(Data entries)
PR #2587, opened 2026-07-12
(E) SY-4370-1: Add Getter Hooks to Flux Selectors and an Optimistic Update Lifecycle

emilbon99:
# Issue Pull Request

## Linear Issue

[SY-4370](https://linear.app/synnax/issue/SY-4370)

## Description

First slice of the console panel integration stack: the flux store primitives the panel component depends on.

* `flux.createSelector` now returns a `[useSelect, useGet]` pair. `useSelect` is the existing reactive hook; `useGet` returns a stable getter that reads the current value on demand without subscribing, so callbacks can read store state without mounting a subscription. The transform memo now also keys on args, so a selector re-derives when an arg changes even if the raw selection is referentially stable.
* `Scope.bindSelector` binds a selector pair to a scope: both the reactive hook and the getter resolve their key from the surrounding scope, overridable per call.
* Flux updates gain an optimistic-completion lifecycle: update implementations receive a required `onOptimisticComplete` callback and callers can hook `afterOptimistic`. Update methods accept an `extra` option threaded into `beforeUpdate`/`afterOptimistic`/`afterSuccess`/`afterFailure` for per-call context.
* `state.usePurePassthrough` renames `initial` to `initialValue` and both passthrough hooks now always notify `onChange`, controlled or not.
* All pluto domain query modules are migrated to the pair-return shape and thread `onOptimisticComplete` through their update implementations. `useRetrieveObservableName` is preserved in every domain the console still consumes it from.

## Basic Readiness

### Greptile Summary

This PR establishes the flux store primitives needed for the upcoming console panel integration. `flux.createSelector` now returns a `[useSelect, useGet]` pair — the reactive hook for components and a stable getter for callbacks that must read store state without mounting a subscription. Transform memoization additionally keys on args so a selector re-derives when an arg changes even if the raw selection is referentially stable.

* `Scope.bindSelector` binds both hooks to a scope, injecting the active key into the reactive hook and the getter, with per-call override support.
* `UpdateParams` gains a required `onOptimisticComplete` callback and callers can hook `afterOptimistic`; an `Extra` type parameter is threaded through all four lifecycle callbacks (`beforeUpdate`, `afterOptimistic`, `afterSuccess`, `afterFailure`).
* All 20+ domain query files are migrated to the pair-return shape and wire `onOptimisticComplete` through their update implementations.

### Confidence Score: 4/5

Safe to merge after fixing the schematic delete ordering: the schematic is still present in the store when `onOptimisticComplete` fires, and the store delete has no rollback if the server call fails.

The core flux primitives (`createSelector`, `afterOptimistic`) are well-implemented and well-tested. The domain migration is mechanically correct for all modules except `schematic/queries.ts`, where `store.schematics.delete(keys)` is pushed only after the server call completes, so the optimistic signal fires while the schematic is still in the store and any `afterOptimistic` side-effects have no rollback on server failure. Every other domain places the store mutation before the signal.

pluto/src/schematic/queries.ts — `useDelete` needs `store.schematics.delete(keys)` pushed before `await onOptimisticComplete(data)`.

### Important Files Changed

| Filename | Overview |
| -- | -- |
| pluto/src/flux/select.ts | Core change: `createSelector` now returns a `[useSelect, useGet]` pair; transform memo keys on args identity in addition to raw value reference. New `computeSelected` helper shared by both hooks. Logic is correct and well-tested. |
| pluto/src/flux/update.ts | Adds `onOptimisticComplete` to `UpdateParams`, `afterOptimistic` lifecycle hook to `UseObservableUpdateParams`, and `Extra` type parameter throughout. `onOptimisticComplete` is correctly wired so `afterOptimistic` errors propagate to the rollback path. |
| pluto/src/scope/scope.tsx | Adds `bindSelector` that binds both the reactive hook and the getter hook to the scope; scope key defaults correctly and is overridable per call. `useCallback` dependency array `[get, scopeKey]` is correct. |
| pluto/src/schematic/queries.ts | All selectors migrated to pair-return shape correctly. However, `useDelete` calls `onOptimisticComplete` before `store.schematics.delete(keys)` (which itself runs only after the server call), so `afterOptimistic` sees the schematic still present and rollback coverage is incomplete if the server call fails. |
| pluto/src/flux/select.spec.tsx | Test coverage for the new `useGet` hook and the arg-keyed transform memoization is comprehensive: stable getter, no-subscription guarantee, transform applied, latest value on call, and deep-equal arg stability. |
| pluto/src/flux/update.spec.ts | New `afterOptimistic` tests cover: fires when `onOptimisticComplete` is called, not fired when it isn't, ordering relative to `afterSuccess`, payload shape, and rollback-on-throw. All cases are well-structured. |
| pluto/src/ranger/queries.ts | Adds `useSelectName`/`useGetName` pair and `requireRange` helper. Minor: the local variable inside `requireRange` is named `schem` (copy-paste from schematic pattern) instead of `range`. |
| pluto/src/lineplot/queries.ts | All selectors migrated to pair-return shape; `useDelete`/`useCreate`/`useRename` correctly place `onOptimisticComplete` after store mutations and before server calls. |
| pluto/src/project/queries.ts | `ListParams` is now derived from `project.RetrieveRequest` fields directly, enabling `keys` filtering. `onOptimisticComplete` placement in update implementations is correct. |
| pluto/src/flux/form.ts | Omits `onOptimisticComplete` from `FormUpdateParams`, intentionally excluding the new lifecycle from form-based updates. Correct and consistent with the form pattern. |

### Sequence Diagram

```mermaid
sequenceDiagram
    participant Caller
    participant useUpdate
    participant update (domain impl)
    participant Store
    participant afterOptimistic
    participant Server

    Caller->>useUpdate: updateAsync(data, opts)
    useUpdate->>update (domain impl): update({ data, store, rollbacks, onOptimisticComplete, ... })
    update (domain impl)->>Store: store.domain.delete/set (optimistic, push rollback)
    update (domain impl)->>useUpdate: onOptimisticComplete(output)
    useUpdate->>afterOptimistic: "afterOptimistic({ data, store, client, rollbacks, extra })"
    afterOptimistic-->>useUpdate: resolved
    update (domain impl)->>Server: client.domain.delete/create/rename
    Server-->>update (domain impl): response
    update (domain impl)-->>useUpdate: output
    useUpdate->>Caller: "afterSuccess({ data, client, extra })"
```

```mermaid
sequenceDiagram
    participant Caller
    participant useUpdate
    participant update (domain impl)
    participant Store
    participant afterOptimistic
    participant Server

    Caller->>useUpdate: updateAsync(data, opts)
    useUpdate->>update (domain impl): update({ data, store, rollbacks, onOptimisticComplete, ... })
    update (domain impl)->>Store: store.domain.delete/set (optimistic, push rollback)
    update (domain impl)->>useUpdate: onOptimisticComplete(output)
    useUpdate->>afterOptimistic: "afterOptimistic({ data, store, client, rollbacks, extra })"
    afterOptimistic-->>useUpdate: resolved
    update (domain impl)->>Server: client.domain.delete/create/rename
    Server-->>update (domain impl): response
    update (domain impl)-->>useUpdate: output
    useUpdate->>Caller: "afterSuccess({ data, client, extra })"
```

Reviews (2): Last reviewed commit: ["Merge branch < />sy-4385-mosaic< /> into sy-43..."](<https://github.com/synnaxlabs/synnax/commit/4164e4c125869e8c44d2806f078edf374f83a5bd>) | [Re-trigger Greptile](<https://app.greptile.com/api/retrigger?id=43660824>)


pluto/src/state/state.ts
```diff
@@ -70,23 +70,35 @@ export interface UsePassthroughProps<NextState extends State> {
...
+  const setAndNotify = useCallback(
+    (arg: SetArg<NextState>) => {
+      setInternal(arg);
+      onChange?.(arg);
+    },
+    [onChange],
+  );
   if (value != null && onChange != null) return [value, onChange];
-  return [internal, setInternal];
+  return [internal, setAndNotify];
```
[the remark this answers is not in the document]
emilbon99: Intentional contract change, not an accident: value decides who owns the state, onChange decides who hears about it. The new contract is documented directly above usePassthrough and the specs were updated to assert it. Consumers were exercised by the pluto and console suites, which are green with the new behavior.

pluto/src/flux/update.ts
```diff
@@ -213,8 +279,12 @@ const useObservable = <
   const store = useStore<Store>(scope);
   const addStatus = useAdder();
   const runUpdate = useCallback(
-    async (data: Input, opts: base.FetchOptions = {}): Promise<boolean> => {
-      const { signal } = opts;
+    async (
```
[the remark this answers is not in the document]
emilbon99: Acknowledged, but keeping as-is. Extra defaults to void, and making extra conditionally required for non-void Extra needs conditional tuple parameter types that complicate every call site for a hook whose only non-void consumers (e.g. useOpenTab) construct the options object at the same site that declares Extra. The optionality is documented on UpdateOptions.

emilbon99:
@greptileai review

pjdotson (changes requested):
Can you explain more why we should have APIs that look like this (from `ranger`):

`Ranger.useSelectName()`, `Ranger.useGetName()`?

I am worried that now a) we have two functions that look and sound very similar to each other, and b) by exposing a "getter" we are allowing footguns for us to write code that _won't_ use the latest value of a field:

```tsx
export const Component = () => {
  const getter = Ranger.useGetName()
  return <div>getter()</div>
}
```

and I don't see anything explain what components / use cases this is supposed to be for in the PR changes or description.

emilbon99:
> Can you explain more why we should have APIs that look like this (from `ranger`):
> 
> `Ranger.useSelectName()`, `Ranger.useGetName()`?
> 
> I am worried that now a) we have two functions that look and sound very similar to each other, and b) by exposing a "getter" we are allowing footguns for us to write code that _won't_ use the latest value of a field:
> 
> ```tsx
> export const Component = () => {
>   const getter = Ranger.useGetName()
>   return <div>getter()</div>
> }
> ```
> 
> and I don't see anything explain what components / use cases this is supposed to be for in the PR changes or description.

The above example doesn't seem that concerning to me, as its pretty rare for us to call a getter inside JSX, and I think that most react devs understand that unless the function being called is a hook i..e like `useGetter()` the value won't be reactive. 

----

As for the use case, these getter functions are used in any place where a callback wants to have access to the current value without re-rendering the component.

There are a lot of places in the console where we do:


```tsx
const MyComponent = () => {
       const store = Flux.useStore()
       const myCallback = useCallback(() => {
           // What happens if the channel doesn't exist? What happens if I need the channel status? This doesn't get it
           const ch = store.channels.get(yada)
       }, [store])
}
```

or this:

```tsx
const MyComponent = () => {
       const name = Schematic.useSelectName();
       const myCallback = useCallback(() => {
           // name gets used here
       }, [name])
      // but it never gets used in the JSX
}
```

So we just end up re-rendering tons of component uselessly

or we do even worse

```tsx
const MyComponent = () => {
       const client = Synnax.use()
       const handleError = Status.useErrorHandler();
       const myCallback = useCallback(() => {
          handleError(async () => {
              /// We uselessly retrieve the cached schematic again from the server.
              const { name } = await client.schematics.retrieve(key)
            })
       }, [client, handleError])
}
```

With these hooks:

```tsx
const MyComponent = () => {
       const getName = Schematic.useGetName()
       const myCallback = useCallback(() => {
                // Clean, curated name getter that is guaranteed to be current and leverage the cache efficiently.
                const name = getName()
       }, [getName])
}
```

This means that we get a *correct, curated API* for efficiently retrieving the current value when we don't need it reactively. 


EDIT: correctness of last example

pluto/src/scope/scope.tsx
```diff
@@ -84,5 +116,22 @@ export const create = <K extends record.Key>(name: string): Instance<K> => {
       return hook({ ...args, key } as Args);
     };
 
-  return { Provider, use, useOptional, bindHook };
+  const bindSelector = <Args extends record.Keyed<K>, Selected>([
```
pjdotson, line 119: this needs tests

pluto/src/flux/select.ts
```diff
@@ -28,27 +28,68 @@ export interface CreateSelectorParams<
...
-   * mapping does not cause re-renders on unrelated store updates.
+   * transform derives the selected value from the raw selection. It is memoized
+   * on the raw value's reference and the args: as long as select returns the same
+   * reference (e.g. a stored array that only changes when its contents change) and
+   * the args are unchanged, transform is not re-run and the previous result is
+   * returned, so a derived mapping does not cause re-renders on unrelated store
+   * updates. It does re-run when an arg it depends on changes, even if the raw
+   * selection is referentially stable.
    */
   transform?: (raw: Raw, args: Args) => Selected;
```
pjdotson, line 39: Unrelated question but does it really make sense for `transform` to be part of the Flux API instead of just a hook that providers can manually write?

e.g. `useSelectStage` for a range could just be a hook that calls `useSelectRange` and then does a transform on the returned value to get the stage.

pluto/src/ranger/queries.ts
```diff
@@ -910,7 +917,27 @@ export const { useUpdate: useRename } = Flux.createUpdate<RenameParams, FluxSubS
...
     await client.ranges.rename(key, name);
     return data;
   },
 });
+
+const requireRange = (store: FluxSubStore, key: ranger.Key): ranger.Range => {
+  const schem = store.ranges.get(key);
+  if (schem == null) throw new NotFoundError(`Range with key ${key} not found`);
+  return schem;
+};
```
pjdotson, line 930: why do we have to do this for ranges but not everything else? or does this logic already exist for everything else?

pjdotson (changes requested):
This should be done in a separate PR, but I think the names of `useSelectName` and `useGetName` are too similar and need to be changed. It should look something like this:

```ts
const name = Ranger.useName(key);
const getName = Ranger.useGetName() // or selectName = Ranger.useSelectName()
```

That way it is obvious which one returns the value and which one returns the getter function.

pluto/src/flux/select.ts
emilbon99: Imagine I have a selector like this:

```tsx
const value = useSelectFluxValue()
const transformed = useMemo(() => {
      return transform(value)
}, [value])
```

The problem with this is that because `value` changed, the _entire_ component still re-renders even though transform is memoized. 

There is probably some refactor to make the DX of the transform hook better, but this is the fundamental reason why I made transform an embedded field.

pluto/src/ranger/queries.ts
emilbon99: We have it for all of the other types as well.

emilbon99: But calling it `schem` is dumb. Will fix.

emilbon99:
> This should be done in a separate PR, but I think the names of `useSelectName` and `useGetName` are too similar and need to be changed. It should look something like this:
> 
> ```ts
> const name = Ranger.useName(key);
> const getName = Ranger.useGetName() // or selectName = Ranger.useSelectName()
> ```
> 
> That way it is obvious which one returns the value and which one returns the getter function.

https://linear.app/synnax/issue/SY-4492/refactor-flux-selector-and-getter-names

pjdotson (approved):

## What you are asked to do
All that is wanted is the stretch of lines above from the one containing "So we just end" through the one containing "pjdotson, line 39: Unrelated", duplicated exactly.

## Completed task
So we just end up re-rendering tons of component uselessly

or we do even worse

```tsx
const MyComponent = () => {
       const client = Synnax.use()
       const handleError = Status.useErrorHandler();
       const myCallback = useCallback(() => {
          handleError(async () => {
              /// We uselessly retrieve the cached schematic again from the server.
              const { name } = await client.schematics.retrieve(key)
            })
       }, [client, handleError])
}
```

With these hooks:

```tsx
const MyComponent = () => {
       const getName = Schematic.useGetName()
       const myCallback = useCallback(() => {
                // Clean, curated name getter that is guaranteed to be current and leverage the cache efficiently.
                const name = getName()
       }, [getName])
}
```

This means that we get a *correct, curated API* for efficiently retrieving the current value when we don't need it reactively. 


EDIT: correctness of last example

pluto/src/scope/scope.tsx
```diff
@@ -84,5 +116,22 @@ export const create = <K extends record.Key>(name: string): Instance<K> => {
       return hook({ ...args, key } as Args);
     };
 
-  return { Provider, use, useOptional, bindHook };
+  const bindSelector = <Args extends record.Keyed<K>, Selected>([
```
pjdotson, line 119: this needs tests

pluto/src/flux/select.ts
```diff
@@ -28,27 +28,68 @@ export interface CreateSelectorParams<
...
-   * mapping does not cause re-renders on unrelated store updates.
+   * transform derives the selected value from the raw selection. It is memoized
+   * on the raw value's reference and the args: as long as select returns the same
+   * reference (e.g. a stored array that only changes when its contents change) and
+   * the args are unchanged, transform is not re-run and the previous result is
+   * returned, so a derived mapping does not cause re-renders on unrelated store
+   * updates. It does re-run when an arg it depends on changes, even if the raw
+   * selection is referentially stable.
    */
   transform?: (raw: Raw, args: Args) => Selected;
```
pjdotson, line 39: Unrelated question but does it really make sense for `transform` to be part of the Flux API instead of just a hook that providers can manually write?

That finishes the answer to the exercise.